Records excerpted from a collection:
---

PR #15546, opened 2022-11-24
Use backport-compatible assertion

kisunji:


agent/consul/client_test.go
```diff
@@ -964,6 +964,6 @@ func TestClient_RPC_Timeout(t *testing.T) {
 			},
 		}, &out)
 		require.Error(t, err)
-		require.ErrorContains(t, err, "rpc error making call: i/o deadline reached")
+		require.Contains(t, err.Error(), "rpc error making call: i/o deadline reached")
```
kisunji, line 967: Older versions of `testify/require` do not have this function so it's hard to backport

curtbushko (approved):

---

When a line above includes the word "require", please list that line.

 		require.Error(t, err)
-		require.ErrorContains(t, err, "rpc error making call: i/o deadline reached")
+		require.Contains(t, err.Error(), "rpc error making call: i/o deadline reached")
kisunji, line 967: Older versions of `testify/require` do not have this function so it's hard to backport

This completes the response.